ABSTRACT
Personal statements are an important site of study for scholars interested in destabilizing inequity in higher education, given their use in admissions, fellowships, and hiring to add and contextualize information about applicants. Rather than considering only statements’ linguistic and rhetorical form, function, and organization, this study considers how the larger, politicized context of higher education shapes the ways in which marginalized students (Black women and/or femme-identified folks, in particular) construct themselves as meritorious while applying to education Ph.D programs. Rather than simply viewing personal statements as another piece of student writing, this critical analysis will reveal how statements can be used to justify entry into or reinforce exclusion from the academy.
Project Lead
Aireale Rodgers
University of Southern California
Project Lead
Martha Kakooza
Morgan State University
GOALS & RESEARCH QUESTIONS
1. How do personal statements perform merit?

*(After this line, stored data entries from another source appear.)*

PR #495, opened 2021-09-08
Ignore RoutingError in Rollbar

DeWinther:
Routing errors should always result in a 404, which we are handling with
a 404 page (it could be prettier), so this is not actually something we
want to be reported in Rollbar

For the future, I would think we would need a proper 404 page we can
reuse across all of our applications instead of rails standard page

### DIFF
--- a/config/initializers/rollbar.rb
+++ b/config/initializers/rollbar.rb
@@ -33,6 +33,7 @@ Rollbar.configure do |config|
   #
   # You can also specify a callable, which will be called with the exception instance.
   # config.exception_level_filters.merge!('MyCriticalException' => lambda { |e| 'critical' })
+  config.exception_level_filters["RoutingError"] = "ignore"
 
   # Enable asynchronous reporting (uses girl_friday or Threading if girl_friday
   # is not installed)


hcarreras (approved):
Good first step and I agree with a nicer 404 page in Muffi 👍

bohme (approved):
I agree, nice find 👍 

🎉 https://app.asana.com/0/1142794766483633/1200942401806312/f

prrrnd:
I'm not sure I agree with this. Why are users landing on 404s in the first place? Is that a consequence of bad UX / navigation? Are we putting ourselves in a position where we can miss actual issues? I could imagine something along the lines of `link_to "xxxx", model_path(model)` where `model` is nil?

jeppester:
> I'm not sure I agree with this. Why are users landing on 404s in the first place? Is that a consequence of bad UX / navigation? Are we putting ourselves in a position where we can miss actual issues? I could imagine something along the lines of `link_to "xxxx", model_path(model)` where `model` is nil?

I think this is a very valid concern. I'm however unsure if this change ignores `RecordNotFound`-errors. I don't recall such errors showing up as `RoutingError`s in rollbar, but I might remember wrong. Can we check this @DeWinther ?

hcarreras:
@prrrnd I agree, it is a valid concern, however, it ends being too much noise. I do not want to get informed if someone decides to type something in their navigation bar. We should find a better way to get informed about the scenario that you describe.

@jeppester I believe that @DeWinther and I checked this already. `ActionController::RoutingError` is been rescued here https://github.com/rails/rails/blob/c2e42a26ecb08118bde6c0b8776bd255ed60f828/actionpack/lib/action_dispatch/middleware/exception_wrapper.rb and it renders a view (based on the template).

We checked all the places where RoutingError was used in Rails.

jeppester:
If we are certain the `RecordNotFound`-errors are still reported, then I think it's fine to merge this

runephilosof-abtion:
Some work has been done on this before
@bohme Didn't you create some rule in Rollbar or Sentry to ignore 404 when referer is empty?

bohme:
I remember there was something we did similar to this... but I cannot for the life of me find it again >__<

jeppester:
@bohme Did you do a thorough search for the mentioned code?

DeWinther:
@bohme was this the one you did some work on? https://app.asana.com/0/1146601270380196/1160056597795120/f

This ticket was also where the idea came from @jeppester

PR #503, opened 2021-09-13
Policies: Replace CanCanCan with Pundit

MarkusAbtion:
- Use Pundit instead of Cancancan.
- Correct rubocop issues


jeppester (approved):
Great work :+1:

bohme (approved):
looks good 💪

PR #513, opened 2021-09-14
Localization: Update i18n-tasks config to only read locales in folders

MarkusAbtion:
This means it will not recognize `config/locales/da.yml` anymore.


jeppester:
> This means it will not recognize `config/locales/da.yml` anymore.

Are you sure?

I can't say for certain how the glob is resolved by i18n-tasks, but I would expect `folder/**/something` to look in the folder itself + subfolders.
billede

MarkusAbtion:
> > This means it will not recognize `config/locales/da.yml` anymore.
> 
> Are you sure?
> 
> I can't say for certain how the glob is resolved by i18n-tasks, but I would expect `folder/**/something` to look in the folder itself + subfolders.
> billede

I'm not sure, no. I might not know my asterisks 🙃

runephilosof-abtion:
> I can't say for certain how the glob is resolved by i18n-tasks, but I would expect `folder/**/something` to look in the folder itself + subfolders.

You are correct.
I checked i18n-tasks today.

PR #516, opened 2021-09-16
React FE setup

jeppester:


runephilosof-abtion:
Couldn't this have been merged without the tailwind change?
It feels like a lot to have end up in a single squashed commit.

jeppester:
> Couldn't this have been merged without the tailwind change?
> It feels like a lot to have end up in a single squashed commit.

We thought about doing that, but we don't want to merge until we've tested webpacker 6 more thoroughly.
We might have to go back and fix issues.

For now this PR is just meant for ensuring that CI passes.

PR #533, opened 2021-09-21
React fe setup

jeppester:


app/views/layouts/application.html.erb
```diff
@@ -6,13 +6,14 @@
...
-    <%= javascript_pack_tag "application" %>
     <%= stylesheet_pack_tag "application" %>
   </head>
 
   <body class="<%= "#{controller.controller_name} #{@body_class}".strip %> h-full">
     <main class="w-full h-full">
       <%= yield %>
     </main>
+
+    <%= javascript_pack_tag "application" %>
```
jeppester, line 18: Load async in top

yarn.lock
```diff
@@ -1248,6 +1248,11 @@
     minimatch "^3.0.4"
     strip-json-comments "^3.1.1"
 
+"@heroicons/react@^1.0.4":
```
jeppester, line 1251: This is not used

app/views/layouts/application.html.erb
jeppester: Load "defer" in top was the answer, and also what webpacker does by default :champagne:

PR #638, opened 2021-11-25
Specs/change to system tests

reinisla:
Asana: https://app.asana.com/0/1142794766483633/1200773528997220/f

-----------------

Switch to system tests introduces new deprecation errors:

https://app.asana.com/0/0/1201426372899169/f

### DIFF
--- a/spec/rails_helper.rb
+++ b/spec/rails_helper.rb
@@ -67,8 +67,4 @@ RSpec.configure do |config|
   # Include integration helpers for feature tests
   config.include(Devise::Test::IntegrationHelpers, type: :system)
   config.include(Devise::Test::ControllerHelpers, type: :controller)
-
-  config.before(:each, type: :system) do
-    driven_by(:selenium_chrome_headless)
-  end
 end
--- a/spec/rails_helper.rb
+++ b/spec/rails_helper.rb
@@ -65,6 +65,10 @@ RSpec.configure do |config|
   # config.filter_gems_from_backtrace("gem name")
 
   # Include integration helpers for feature tests
-  config.include(Devise::Test::IntegrationHelpers, type: :feature)
+  config.include(Devise::Test::IntegrationHelpers, type: :system)
   config.include(Devise::Test::ControllerHelpers, type: :controller)
+
+  config.before(:each, type: :system) do
+    driven_by(:selenium_chrome_headless)
+  end
 end
--- a/Gemfile
+++ b/Gemfile
@@ -51,7 +51,7 @@ group :development do
 end
 
 group :test do
-  gem "capybara-screenshot"
+  gem "capybara"
   gem "factory_bot_rails"
   gem "faker"
   gem "simplecov"
--- a/Gemfile
+++ b/Gemfile
@@ -37,7 +37,6 @@ group :development, :test do
   gem "rubocop-performance"
   gem "rubocop-rails"
   gem "rubocop-rspec"
-  gem "selenium-webdriver"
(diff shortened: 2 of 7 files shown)


reinisla:
Could use some help with deprecation warnings

jeppester:
> Could use some help with deprecation warnings

I found this PR regarding the deprecation warnings:
https://github.com/rails/rails/pull/43496

I think they will go away next time rails is updated.

spec/rails_helper.rb
```diff
@@ -65,6 +65,10 @@
   # config.filter_gems_from_backtrace("gem name")
 
   # Include integration helpers for feature tests
-  config.include(Devise::Test::IntegrationHelpers, type: :feature)
+  config.include(Devise::Test::IntegrationHelpers, type: :system)
   config.include(Devise::Test::ControllerHelpers, type: :controller)
+
+  config.before(:each, type: :system) do
+    driven_by(:selenium_chrome_headless)
+  end
```
jeppester, line 73: In [spec/support/capybara.rb](https://github.com/abtion/muffi/blob/main/spec/support/capybara.rb#L13) we also set the webdriver (and allow it to be overridden by an env var).

I wonder why these new three lines are needed? If they override what we have in `capybara.rb`?

runephilosof-abtion: I am uncertain, we should try it without those lines.
And if they are needed for some reason, they should use the same env var and be moved to `capybara.rb`.

runephilosof-abtion:
The deprecation warnings are:
```
WARN Selenium [DEPRECATION] [:browser_options] :options as a parameter for driver initialization is deprecated. Use :capabilities with an Array of value capabilities/options if necessary instead.
WARN Selenium [DEPRECATION] Manager#logs is deprecated. Use Chrome::Driver#logs instead.
```

The first one is discussed in the rails issue that Jesper mentioned.

spec/rails_helper.rb
reinisla: We add this so it runs headlessly (does not open chrome)

runephilosof-abtion: Yes, but the same thing is configured in `capybara.rb`.
Either way, I think it should be moved to `capybara.rb`, since it is Capybara specific configuration.

jeppester:
It turns out that rails system tests do not respect the capybara driver set in capybara's configuration:
https://github.com/rails/rails/issues/34379

I've changed the code so that we set the capybara driver the "rails way", but inside the capybara configuration where I think people will be looking for it. At least you will now have a chance to notice the code should you try to set the driver the capybara way (which would not work).

jeppester:
Btw. I have also removed capybara_screenshot, since it's made redundant by the built-in functionality of rails system tests. I have ensured that the built-in screenshot functionality works as expected.

jeppester:
> The deprecation warnings are:
> 
> ```
> WARN Selenium [DEPRECATION] [:browser_options] :options as a parameter for driver initialization is deprecated. Use :capabilities with an Array of value capabilities/options if necessary instead.
> WARN Selenium [DEPRECATION] Manager#logs is deprecated. Use Chrome::Driver#logs instead.
> ```
> 
> The first one is discussed in the rails issue that Jesper mentioned.

We also get both if these warnings in the main branch now, so they are not relevant to this PR. They will likely go away when we get new versions of rails and capybara,

runephilosof-abtion:
Awesome

runephilosof-abtion (approved):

2. What discursive and rhetorical strategies do Black women and/or femme-identified applicants to education Ph.D. program use to write about themselves in their personal statements?

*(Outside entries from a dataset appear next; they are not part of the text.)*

PR #680, opened 2021-12-23
Docker asdf

jeppester:
asana:
https://app.asana.com/0/1142794766483633/1201502091102362
https://app.asana.com/0/1142794766483633/1200833935162794


hcarreras:
Cool.

I agree it's a good idea to keep the databases in docker in general. 
Something we can add (as an option) to our projects.

PR #62, opened 2022-11-19
adbtunnel command

jemoreira:


pkg/cli/adbtunnel.go
```diff
@@ -0,0 +1,231 @@
...
+// limitations under the License.
+
+package cli
+
+import (
+	"fmt"
+	"net"
+	"sync/atomic"
+
+	wclient "github.com/google/cloud-android-orchestration/pkg/webrtcclient"
```
ser-io, line 22: nit: please add a new line down below to separate the internal and third party import blocks

pkg/cli/adbtunnel.go
```diff
@@ -0,0 +1,231 @@
...
+	"github.com/hashicorp/go-multierror"
+	"github.com/pion/webrtc/v3"
+	"github.com/spf13/cobra"
+)
+
+const hostFlag string = "host"
```
ser-io, line 28: nit: could this be moved to cli.go, it's going to be used by `cvd` subcommand as well?

pkg/cli/adbtunnel.go
jemoreira: done

pkg/cli/adbtunnel.go
jemoreira: done

pkg/cli/adbtunnel.go
```diff
@@ -0,0 +1,234 @@
...
+type ADBForwarder struct {
+	cmd      *command
+	dc       *webrtc.DataChannel
+	host     string
+	device   string
+	listener net.Listener
+	conn     net.Conn
+	port     int
+	running  atomic.Bool
+}
```
ser-io, line 111: nit: wondering whether it's better to isolate the immutable properties like `cmd`, `host` and `device` into a sub structure, so it's more clear what changes and what not.

ser-io (approved):

pkg/cli/adbtunnel.go
jemoreira: I don't like having those 3 in the ADBForwarder either, the only reason is so I can print logs. But I don't think the extra structure will help readability.

Grouped them together and added an empty line to separate them instead.

PR #63, opened 2022-11-19
[orchestrator] Change wait operation response.

ser-io:
- Return the direct result or error rather than the whole operation, having the responses for failed operations be aligned with the relevant http status code.
- Remove result property from operation object to avoid the result being queried this way.

### DIFF
--- a/api/v1/instancemanager.go
+++ b/api/v1/instancemanager.go
@@ -32,7 +32,7 @@ type Operation struct {
 	// available.
 	Done bool `json:"done"`
 	// Result will contain either an error or a result object but never both.
-	Result *OperationResult `json:"result,omitempty"`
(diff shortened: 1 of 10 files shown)


api/v1/instancemanager.go
```diff
@@ -32,7 +32,7 @@ type Operation struct {
 	// available.
 	Done bool `json:"done"`
 	// Result will contain either an error or a result object but never both.
-	Result *OperationResult `json:"result,omitempty"`
+	// Result *OperationResult `json:"result,omitempty"`
```
jemoreira, line 35: this should be deleted

jemoreira (approved):

api/v1/instancemanager.go
ser-io: done

PR #74, opened 2022-12-03
[api] Use a single error object

ser-io:


api/v1/signalingserver.go
```diff
@@ -1,7 +1,8 @@
 package v1
 
-type ErrorMsg struct {
-	Error string `json:"error"`
+type Error struct {
+	Code     string `json:"code"`
+	ErrorMsg string `json:"error"`
```
jemoreira, line 5: FYI: This is ok only because you kept the `error` string field. This message is sent to devices, which expect that field to be there.

jemoreira (approved):

api/v1/signalingserver.go
ser-io: true, yes otherwise it will be an api breaking change.

PR #76, opened 2022-12-05
[cli] Do not set a default value for gcp_min_cpu_platform flag

ser-io:


pkg/cli/host.go
```diff
@@ -50,7 +50,7 @@ func newHostCommand(cfgFlags *configFlags) *cobra.Command {
 	}
 	create.Flags().StringVar(&createFlags.MachineType, gcpMachineTypeFlag, "n1-standard-4",
 		"Indicates the machine type")
-	create.Flags().StringVar(&createFlags.MinCPUPlatform, gcpMinCPUPlatformFlag, "Intel Haswell",
```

3. What does this tell us about their perceptions of the institutional culture of academe? Their prospective graduate program? Their positionality in these contexts?
THEORETICAL PERSPECTIVES
Theoretical perspectives on meritocracy in graduate education (Posselt, 2016), Black feminist thought (Collins, 1990), and intersectionality (Crenshaw, 1989) undergird the analysis of narrative self-construction (Wortham, 2001) in personal statements.
METHODS
There are two main components of data collection: a demographic questionnaire and the critical narrative analyses of personal statements. Critical narrative analysis (Souto-Manning, 2014) brings together micro- and macro-levels of analyses to study how discourse becomes real and enacted in people’s lives. This study utilizes a two-phase approach to data analysis, starting with a deductive analysis using sensitizing concepts from the literature on critical narrative analysis, critical discourse analysis, and narrative analysis to identify patterns in narrative structures, discursive practices, subjective positions, and institutional discourses present in the personal statements. After addressing these ‘what’ questions, we will move toward the ‘how’, seeking to understand how narratives were constructed and how discourses were used to perform merit in the graduate application process.
CONTRIBUTION TO PROJECT GOALS
This study contributes to IGEN’s goals of using research to identify and refine more inclusive practices. If we truly perceive increased diversity as an essential part of a more just academy, we must take seriously the ways in which racialization in the construction and interpretation of personal statements may reify or disrupt inequity in the admissions process.